(Beginning of GIVEN RECORDS)
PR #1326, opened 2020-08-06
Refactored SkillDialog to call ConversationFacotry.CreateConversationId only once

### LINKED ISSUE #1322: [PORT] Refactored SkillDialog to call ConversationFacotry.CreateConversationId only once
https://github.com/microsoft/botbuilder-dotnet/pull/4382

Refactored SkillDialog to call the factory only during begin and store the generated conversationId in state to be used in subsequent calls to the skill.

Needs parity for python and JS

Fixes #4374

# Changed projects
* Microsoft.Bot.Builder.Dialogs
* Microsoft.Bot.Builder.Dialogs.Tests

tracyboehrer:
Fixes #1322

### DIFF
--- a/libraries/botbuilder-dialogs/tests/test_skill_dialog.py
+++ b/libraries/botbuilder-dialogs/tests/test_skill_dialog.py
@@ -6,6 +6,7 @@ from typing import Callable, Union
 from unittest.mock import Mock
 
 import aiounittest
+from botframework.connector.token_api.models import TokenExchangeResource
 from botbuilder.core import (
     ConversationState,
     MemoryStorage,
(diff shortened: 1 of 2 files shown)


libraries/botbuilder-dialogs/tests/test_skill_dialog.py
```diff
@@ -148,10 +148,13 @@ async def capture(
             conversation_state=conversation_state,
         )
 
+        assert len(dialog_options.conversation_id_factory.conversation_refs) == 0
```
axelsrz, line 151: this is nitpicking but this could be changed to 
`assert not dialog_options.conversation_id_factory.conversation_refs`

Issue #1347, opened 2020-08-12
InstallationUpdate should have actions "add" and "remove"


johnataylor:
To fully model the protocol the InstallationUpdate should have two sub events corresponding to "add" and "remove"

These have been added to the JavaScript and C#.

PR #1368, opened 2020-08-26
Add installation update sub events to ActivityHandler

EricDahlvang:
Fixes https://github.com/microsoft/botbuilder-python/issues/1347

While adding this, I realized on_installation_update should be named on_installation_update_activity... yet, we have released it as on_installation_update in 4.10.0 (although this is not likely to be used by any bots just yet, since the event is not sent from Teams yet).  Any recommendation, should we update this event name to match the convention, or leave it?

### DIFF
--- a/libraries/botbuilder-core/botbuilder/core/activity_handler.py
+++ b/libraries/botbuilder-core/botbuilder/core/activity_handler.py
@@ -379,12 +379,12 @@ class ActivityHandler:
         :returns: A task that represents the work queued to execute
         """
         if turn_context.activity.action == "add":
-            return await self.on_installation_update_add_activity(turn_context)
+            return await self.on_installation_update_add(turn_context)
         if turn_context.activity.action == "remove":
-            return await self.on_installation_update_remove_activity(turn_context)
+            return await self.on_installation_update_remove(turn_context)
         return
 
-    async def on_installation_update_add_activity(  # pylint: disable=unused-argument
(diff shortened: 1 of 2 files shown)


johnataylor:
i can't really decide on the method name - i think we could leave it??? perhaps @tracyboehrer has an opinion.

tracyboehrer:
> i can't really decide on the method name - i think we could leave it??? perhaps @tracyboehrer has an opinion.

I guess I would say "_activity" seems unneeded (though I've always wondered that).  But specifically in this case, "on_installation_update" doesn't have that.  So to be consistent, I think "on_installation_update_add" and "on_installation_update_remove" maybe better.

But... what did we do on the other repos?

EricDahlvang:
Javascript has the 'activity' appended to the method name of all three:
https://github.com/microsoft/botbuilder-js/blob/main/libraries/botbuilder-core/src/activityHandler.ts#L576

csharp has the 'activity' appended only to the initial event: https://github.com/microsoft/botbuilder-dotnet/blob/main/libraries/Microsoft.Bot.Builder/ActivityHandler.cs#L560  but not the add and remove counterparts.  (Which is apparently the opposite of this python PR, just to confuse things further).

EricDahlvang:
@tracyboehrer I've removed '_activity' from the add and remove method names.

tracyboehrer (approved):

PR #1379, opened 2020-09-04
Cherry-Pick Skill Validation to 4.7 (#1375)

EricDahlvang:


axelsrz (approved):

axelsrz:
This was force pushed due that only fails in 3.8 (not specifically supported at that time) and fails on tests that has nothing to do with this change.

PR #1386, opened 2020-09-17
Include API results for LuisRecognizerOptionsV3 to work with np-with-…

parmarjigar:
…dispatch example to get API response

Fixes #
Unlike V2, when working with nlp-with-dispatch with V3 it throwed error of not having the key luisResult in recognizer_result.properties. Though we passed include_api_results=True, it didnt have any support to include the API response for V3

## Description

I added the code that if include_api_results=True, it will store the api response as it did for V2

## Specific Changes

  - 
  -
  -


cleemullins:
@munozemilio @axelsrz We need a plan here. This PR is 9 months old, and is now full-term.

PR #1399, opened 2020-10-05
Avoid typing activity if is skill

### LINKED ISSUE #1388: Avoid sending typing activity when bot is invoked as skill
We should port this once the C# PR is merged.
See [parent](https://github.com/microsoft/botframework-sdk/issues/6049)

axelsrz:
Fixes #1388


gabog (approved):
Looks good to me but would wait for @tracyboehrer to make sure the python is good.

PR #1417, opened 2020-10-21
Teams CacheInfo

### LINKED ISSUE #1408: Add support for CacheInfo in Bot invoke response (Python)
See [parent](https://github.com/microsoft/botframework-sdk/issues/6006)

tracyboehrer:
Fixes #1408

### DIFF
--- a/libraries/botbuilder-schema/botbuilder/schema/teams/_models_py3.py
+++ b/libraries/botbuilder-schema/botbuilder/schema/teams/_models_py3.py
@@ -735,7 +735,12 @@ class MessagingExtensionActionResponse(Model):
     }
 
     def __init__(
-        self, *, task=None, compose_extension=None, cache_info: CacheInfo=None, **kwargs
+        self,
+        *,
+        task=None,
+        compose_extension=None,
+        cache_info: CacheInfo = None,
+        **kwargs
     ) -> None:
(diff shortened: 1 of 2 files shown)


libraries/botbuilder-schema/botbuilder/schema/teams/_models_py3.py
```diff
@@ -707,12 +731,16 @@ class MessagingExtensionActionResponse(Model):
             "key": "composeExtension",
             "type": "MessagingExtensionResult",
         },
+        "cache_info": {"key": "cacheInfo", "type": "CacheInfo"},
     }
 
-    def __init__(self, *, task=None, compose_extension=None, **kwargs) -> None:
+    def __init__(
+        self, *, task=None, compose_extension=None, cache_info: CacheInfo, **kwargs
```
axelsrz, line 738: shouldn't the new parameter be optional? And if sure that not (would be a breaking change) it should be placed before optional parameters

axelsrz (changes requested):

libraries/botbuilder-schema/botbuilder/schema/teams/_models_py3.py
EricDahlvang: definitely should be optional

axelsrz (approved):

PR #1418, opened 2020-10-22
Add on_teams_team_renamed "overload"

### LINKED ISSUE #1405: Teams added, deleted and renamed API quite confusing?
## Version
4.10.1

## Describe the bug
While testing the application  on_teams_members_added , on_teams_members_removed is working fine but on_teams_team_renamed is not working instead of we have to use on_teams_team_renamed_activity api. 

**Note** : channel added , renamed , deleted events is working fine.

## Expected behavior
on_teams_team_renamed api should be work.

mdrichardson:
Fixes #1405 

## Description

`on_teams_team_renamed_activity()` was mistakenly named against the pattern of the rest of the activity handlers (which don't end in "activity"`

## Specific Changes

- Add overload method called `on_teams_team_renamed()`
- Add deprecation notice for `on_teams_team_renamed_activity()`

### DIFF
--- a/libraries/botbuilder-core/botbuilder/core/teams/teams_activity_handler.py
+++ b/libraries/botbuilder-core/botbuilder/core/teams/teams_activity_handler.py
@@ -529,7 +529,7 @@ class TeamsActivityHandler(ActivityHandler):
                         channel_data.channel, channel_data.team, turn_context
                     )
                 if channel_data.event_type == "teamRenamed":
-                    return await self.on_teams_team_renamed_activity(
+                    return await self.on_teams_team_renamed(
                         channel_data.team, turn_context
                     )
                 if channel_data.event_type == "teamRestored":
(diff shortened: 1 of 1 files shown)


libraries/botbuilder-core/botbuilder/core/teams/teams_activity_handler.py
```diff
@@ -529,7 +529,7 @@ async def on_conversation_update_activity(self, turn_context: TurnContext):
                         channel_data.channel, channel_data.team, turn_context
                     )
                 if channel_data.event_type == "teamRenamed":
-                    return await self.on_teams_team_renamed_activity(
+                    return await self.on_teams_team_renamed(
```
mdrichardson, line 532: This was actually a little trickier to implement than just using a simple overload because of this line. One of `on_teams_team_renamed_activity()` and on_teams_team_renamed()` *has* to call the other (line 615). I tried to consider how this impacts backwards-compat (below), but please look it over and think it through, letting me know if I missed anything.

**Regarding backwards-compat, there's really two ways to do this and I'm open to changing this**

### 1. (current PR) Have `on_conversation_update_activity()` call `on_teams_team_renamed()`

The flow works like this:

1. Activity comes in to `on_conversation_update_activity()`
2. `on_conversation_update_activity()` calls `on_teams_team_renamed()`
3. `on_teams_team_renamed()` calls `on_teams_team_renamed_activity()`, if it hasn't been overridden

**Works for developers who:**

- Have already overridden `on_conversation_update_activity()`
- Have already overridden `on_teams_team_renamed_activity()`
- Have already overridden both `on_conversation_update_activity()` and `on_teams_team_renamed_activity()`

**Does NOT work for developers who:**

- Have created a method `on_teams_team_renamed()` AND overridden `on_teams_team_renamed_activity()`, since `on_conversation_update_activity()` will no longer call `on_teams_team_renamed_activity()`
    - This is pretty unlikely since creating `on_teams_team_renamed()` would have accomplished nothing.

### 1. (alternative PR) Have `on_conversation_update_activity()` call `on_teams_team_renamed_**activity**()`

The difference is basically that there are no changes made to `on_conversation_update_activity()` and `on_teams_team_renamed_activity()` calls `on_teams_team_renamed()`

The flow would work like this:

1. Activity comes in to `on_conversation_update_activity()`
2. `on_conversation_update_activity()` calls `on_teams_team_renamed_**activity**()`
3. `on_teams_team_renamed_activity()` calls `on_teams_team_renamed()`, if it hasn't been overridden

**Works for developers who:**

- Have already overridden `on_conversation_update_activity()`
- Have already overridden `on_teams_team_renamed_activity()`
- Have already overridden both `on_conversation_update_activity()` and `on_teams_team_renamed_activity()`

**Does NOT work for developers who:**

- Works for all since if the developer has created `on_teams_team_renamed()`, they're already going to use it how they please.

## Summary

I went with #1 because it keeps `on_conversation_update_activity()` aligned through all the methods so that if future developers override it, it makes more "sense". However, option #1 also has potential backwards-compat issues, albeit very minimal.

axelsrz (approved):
(End of GIVEN RECORDS)
**WHAT YOU ARE ASKED TO DO**
Using the entries above, say how many lines include the word "Refactored", with no other output.

**EXERCISE RESPONSE**
3